Shoot them when they are distracted.

Like all insects, butterflies are more likely to stay put if they are occupied. Go looking for them early in the morning when they are trying to dry out from the previous night’s dew, feeding, or mating. In the heat of the day they are very active and less likely to let you get close.

Don’t act like a snake.

Predators, like snakes and lizards, move slowly when they are trying to get close to a victim and then speed up for the kill. If you get excited and speed up as you are getting close to a butterfly then you are simply mimicking the motion of a predator. Keep you movements even and slow…

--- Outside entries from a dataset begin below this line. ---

Issue #844, opened 2016-08-22
Incorrectness of Array.from with iterators


falsandtru:
As a note, the following implementation is probably wrong because `parseIterable` detects an iterable response that has a `next` method, not an iterable objects that has a `[Symbol.iterator]` method. In the following code, it should detect an iterable object.

``` js
arrayFromIterable = parseIterable(arraylike);
```

https://github.com/Financial-Times/polyfill-service/blob/master/polyfills/Array/from/polyfill.js#L72

This problem will be resolved by https://github.com/mathiasbynens/Array.from/pull/27.

falsandtru:
Add: Array.from polyfill still broken with Map/Set polyfills because Array.from checks `value` prop in https://github.com/Financial-Times/polyfill-service/blob/master/polyfills/Array/from/polyfill.js#L16 but Map/Set don't provide that prop in https://github.com/Financial-Times/polyfill-service/blob/master/polyfills/Map/polyfill.js#L27. It happened with my lib. So #817 is incomplete.

@JakeChampion Can I use the upstream polyfill with this service in a few week, or should I fix it on this repo?

falsandtru:
@triblondon @JakeChampion Could you review #840? I reopened that pr to fix this bug.

triblondon:
So now #840 is closed, what's the status of this problem now?

falsandtru:
This will be fixed by #884. Thanks for your pointing.

JakeChampion:
Just to update this issue, #884 was closed

falsandtru:
Thanks, the problem I found on Android 4.4 is fixed.

PR #901, opened 2016-09-30
Map/Set IteratorResults now always have a value

zetlen:
IteratorResults returned from `map.keys()`, `map.entries()`, and
`map.values()` used to return an object `{done: true}`, with no `value`
property, when they were done. However, that triggered a bug in
`Array.from` implementations that didn't conform to the spec. This bug
exists in native and polyfilled implementations--including [this one](https://github.com/Financial-Times/polyfill-service/blob/master/polyfills/Array/from/polyfill.js#L16)!

The bug causes Array.from to convert an affected iterator into an empty
array, [demonstrated here](http://jsbin.com/jaliguyaqe/3/edit?html,js,console).

It IS a bug in Array.from and not in this implementation, in fact: the
[IteratorResult](http://www.ecma-international.org/ecma-262/6.0/#sec-iteratorresult-interface) interface specifies that the `value` property
"may be absent from the conforming object", but unfortunately, both
native and polyfilled implementations of Array.from don't respect that
(at least in Chrome, which is a popular browser, I'm led to believe.)

### DIFF
--- a/polyfills/Map/polyfill.js
+++ b/polyfills/Map/polyfill.js
@@ -24,7 +24,7 @@
 					while (mapInst._keys[nextIdx] === undefMarker) nextIdx++;
 					return {value: getter.call(mapInst, nextIdx++), done: false};
 				} else {
-					return {done:true};
+					return {value: void 0, done:true};
 				}
 			}
 		};
--- a/polyfills/Map/tests.js
+++ b/polyfills/Map/tests.js
@@ -141,6 +141,12 @@ it("exhibits correct iterator behaviour", function () {
 	// new element shows up in iterators that didn't yet finish
 	proclaim.equal(entriesagain.next().value[0], "4");
 	proclaim.equal(entriesagain.next().done, true);
+	// value is present but undefined when done is true, so that Array.from and other noncompliant
+	// interfaces recognize it as a valid iterator
+	var lastResult = entriesagain.next();
+	proclaim.equal(lastResult.done, true);
+	proclaim.ok(lastResult.hasOwnProperty('value'));
+	proclaim.equal(lastResult.value, void 0);
 });
 
 it("implements .forEach()", function () {
--- a/polyfills/Set/polyfill.js
+++ b/polyfills/Set/polyfill.js
@@ -24,7 +24,7 @@
 					while (setInst._values[nextIdx] === undefMarker) nextIdx++;
 					return {value: getter.call(setInst, nextIdx++), done: false};
 				} else {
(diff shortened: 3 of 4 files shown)


zetlen:
(I have access to a SauceLabs instance, so I was able to run a full suite, unlike our friend Circle here.)

falsandtru:
It will be fixes for #816 and #844.

triblondon (approved):
> (at least in Chrome, which is a popular browser, I'm led to believe.)

Kids these days, eh.  Nowt wrong with Lynx if you ask me.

Picture the image in your mind.

Know what image you want before you get into position and compose for it as you are getting close. Often a butterfly will only give me one or two frames before taking off so I have to picture the image in my head and position myself to get it –I won’t get the chance to recompose. If you have access to a butterfly sanctuary then go there and practice composition. If I had access to one I think my initial success rate would have been higher since I’d have a better understand of how to compose my shots.

Cast no shadow.

Butterflies are on just about every back yard predator’s buffet table and are hard wired to react to changes in light. If your shadow falls over a butterfly then you can forget about shooting it. Even flash photography can be a problem since butterflies perceive any change in light as movement. Most modern flashes produce a small pre-flash burst of light that the camera uses for metering, and butterflies are so fast that they can jump as the shutter is opening. If you find that you’re taking a lot of “action shots” of blurry, jumping butterflies then turn off your flash.

Use the focus ring.

One last tip that I, as a macro shooter, take for granted. Butterflies are also sensitive to vibration so you may have to turn off the auto focus on your lens and do it “old school”. Part of my success getting within inches of wild butterflies is probably due to the fact that I almost wore out the focus ring on my 100mm macro lens while shooting close-ups.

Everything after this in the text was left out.